PR #3387, opened 2026-07-01
Support make entire task-group core

### LINKED ISSUE #3386: Support "mark an entire task group as core"
The first plan would be to go with:
- `POST /admin/v2/task-group/{task_group_id}/make-core/`,
- `POST /admin/v2/task-group/{task_group_id}/make-not-core/`.

ychiucco:
closes #3386 

```bash
```


fractal_server/app/routes/admin/v2/_aux_functions_core_tasks.py
```diff
@@ -34,3 +36,93 @@ async def _verify_non_duplication_task_core_constraint(
                 f"and name='{task.name}' (task ID: {duplicate_task_id})."
             ),
         )
+
+
+async def _make_task_core_bulk(
+    *,
+    task_ids: ListUniqueNonNegativeInt,
+    db: AsyncSession,
+) -> None:
```
tcompa: Docstring

fractal_server/app/routes/admin/v2/_aux_functions_core_tasks.py
```diff
@@ -34,3 +36,93 @@ async def _verify_non_duplication_task_core_constraint(
...
+    res = await db.execute(
+        select(TaskV2, TaskGroupV2)
+        .join(TaskGroupV2, TaskGroupV2.id == TaskV2.taskgroupv2_id)
+        .where(TaskV2.id.in_(task_ids))
+    )
+    tasks_and_groups = res.all()
```
tcompa: Note that this is slightly suboptimal when we call this function for all the tasks of a given (known) task group.
It's OK for the current endpoint (which only concerns a single task group), but it would not be reasonable if we introduced a bulk make-many-task-groups-core endpoint.

fractal_server/app/routes/admin/v2/_aux_functions_core_tasks.py
```diff
@@ -34,3 +36,93 @@ async def _verify_non_duplication_task_core_constraint(
...
+    if len(tasks_and_groups) != len(task_ids):
+        missing_ids = sorted(
+            list(set(task_ids) - set([tg[0].id for tg in tasks_and_groups]))
+        )
+        raise HTTPException(
+            status_code=status.HTTP_404_NOT_FOUND,
+            detail=f"Not all tasks were found (Missing IDs: {missing_ids}).",
+        )
```
tcompa: Note that this is slightly suboptimal when we call this function for all the tasks of a given (known) task group.
It's OK for the current endpoint (which only concerns a single task group), but it would not be reasonable if we introduced a bulk make-many-task-groups-core endpoint.

fractal_server/app/routes/admin/v2/_aux_functions_core_tasks.py
```diff
@@ -34,3 +36,93 @@ async def _verify_non_duplication_task_core_constraint(
...
+    ]
+    if len(set(payload_tuples)) != len(payload_tuples):
+        raise HTTPException(
+            status_code=status.HTTP_422_UNPROCESSABLE_CONTENT,
+            detail=(
+                "This request would generate conflicting core tasks "
+                "(with the same task name and task-group properties). "
+                "Hint: include fewer tasks in the request body and retry."
+            ),
+        )
```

──────

> **WORK ITEM**
Would you please show every line of the material above that includes the string "detail"?

> **EXPECTED OUTPUT**
+            detail=f"Not all tasks were found (Missing IDs: {missing_ids}).",
+            detail=(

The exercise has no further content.